In our previous article, we explored the roots of a quadratic equation given by $x = \frac{-10 \pm \sqrt{100 - 4k^2}}{2k}$ and calculated the values of $k$ for which the roots are equal and non-real. In this article, we will answer some frequently asked questions related to the roots of a quadratic equation.

Q&A

Q: What is the general form of a quadratic equation?

A: The general form of a quadratic equation is $ax^2 + bx + c = 0$, where $a$, $b$, and $c$ are constants.

Q: What are the roots of a quadratic equation?

A: The roots of a quadratic equation are the values of $x$ that satisfy the equation.

Q: How do you find the values of $k$ for which the roots are equal?

A: To find the values of $k$ for which the roots are equal, you need to set the two roots equal to each other and solve for $k$.

Q: How do you find the values of $k$ for which the roots are non-real?

A: To find the values of $k$ for which the roots are non-real, you need to ensure that the discriminant $100 - 4k^2$ is negative.

Q: What is the discriminant of a quadratic equation?

A: The discriminant of a quadratic equation is the expression under the square root in the quadratic formula, which is $b^2 - 4ac$.

Q: How do you simplify the expression $\frac{1}{\sqrt{2} + 1}$?

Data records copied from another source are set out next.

PR #260, opened 2020-01-02
T102-023: don't automatically log properties on STDOUT

raph-amiard:
.. and make sure that users of C/Python/OCaml APIs have a way to
configure traces, by parsing the traces config file when using those
APIs.


langkit/templates/pkg_init_body_ada.mako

A: To simplify the expression $\frac{1}{\sqrt{2} + 1}$, you can multiply the numerator and denominator by the conjugate of the denominator, which is $\sqrt{2} - 1$.

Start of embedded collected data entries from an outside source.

PR #263, opened 2020-01-06
Fix a memory leak

raph-amiard:


langkit/support/langkit_support-vectors.adb
```diff
@@ -50,22 +50,34 @@ package body Langkit_Support.Vectors is
...
-            Self.E := To_Pointer (Alloc (Siz));
-            for I in Self.SV'Range loop
-               Self.E.all (I) := Self.SV (I);
-            end loop;
-         else
-            Self.E := To_Pointer (Realloc (Self.E.all'Address, Siz));
+      if Small_Vector_Capacity > 0
+        and then Self.Capacity = Small_Vector_Capacity
+      then
+         --  We have an inline small vector, and we're still using it.
```
pmderodat: Stylecheck issue

langkit/support/langkit_support-vectors.adb
```diff
@@ -50,22 +50,34 @@ package body Langkit_Support.Vectors is
...
-      if Small_Vector_Capacity > 0 then
-         if Self.Capacity = Small_Vector_Capacity then
-            Self.E := To_Pointer (Alloc (Siz));
-            for I in Self.SV'Range loop
-               Self.E.all (I) := Self.SV (I);
-            end loop;
-         else
-            Self.E := To_Pointer (Realloc (Self.E.all'Address, Siz));
+      if Small_Vector_Capacity > 0
+        and then Self.Capacity = Small_Vector_Capacity
```
pmderodat: Just in case: have you checked the performance impact of this? IIRC, we had two separate IF blocks because when the vector is instanciated with `Small_Vector_Capacity => 0`, GCC would fold the always false `Small_Vector_Capacity > 0` condition only if it was a standalone condition in an IF block.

Q: What is the simplified form of the expression $\frac{1}{\sqrt{2} + 1}$?

A: The simplified form of the expression $\frac{1}{\sqrt{2} + 1}$ is $\sqrt{2} - 1$.

Q: What are the values of $k$ for which the roots are equal?

A: The values of $k$ for which the roots are equal are $k = 5$ and $k = -5$.

Q: What are the values of $k$ for which the roots are non-real?

A: The values of $k$ for which the roots are non-real are $k > 5$ and $k < -5$.

Conclusion

In conclusion, we have answered some frequently asked questions related to the roots of a quadratic equation. We have also provided the general form of a quadratic equation, the definition of the roots of a quadratic equation, and the values of $k$ for which the roots are equal and non-real. We hope that this article has been helpful in clarifying any doubts you may have had about the roots of a quadratic equation.

Additional Resources

• Quadratic Equation Formula
• Discriminant of a Quadratic Equation
• Simplifying Expressions

Final Thoughts

We hope that this article has been helpful in providing a comprehensive overview of the roots of a quadratic equation. If you have any further questions or need additional clarification, please don't hesitate to ask.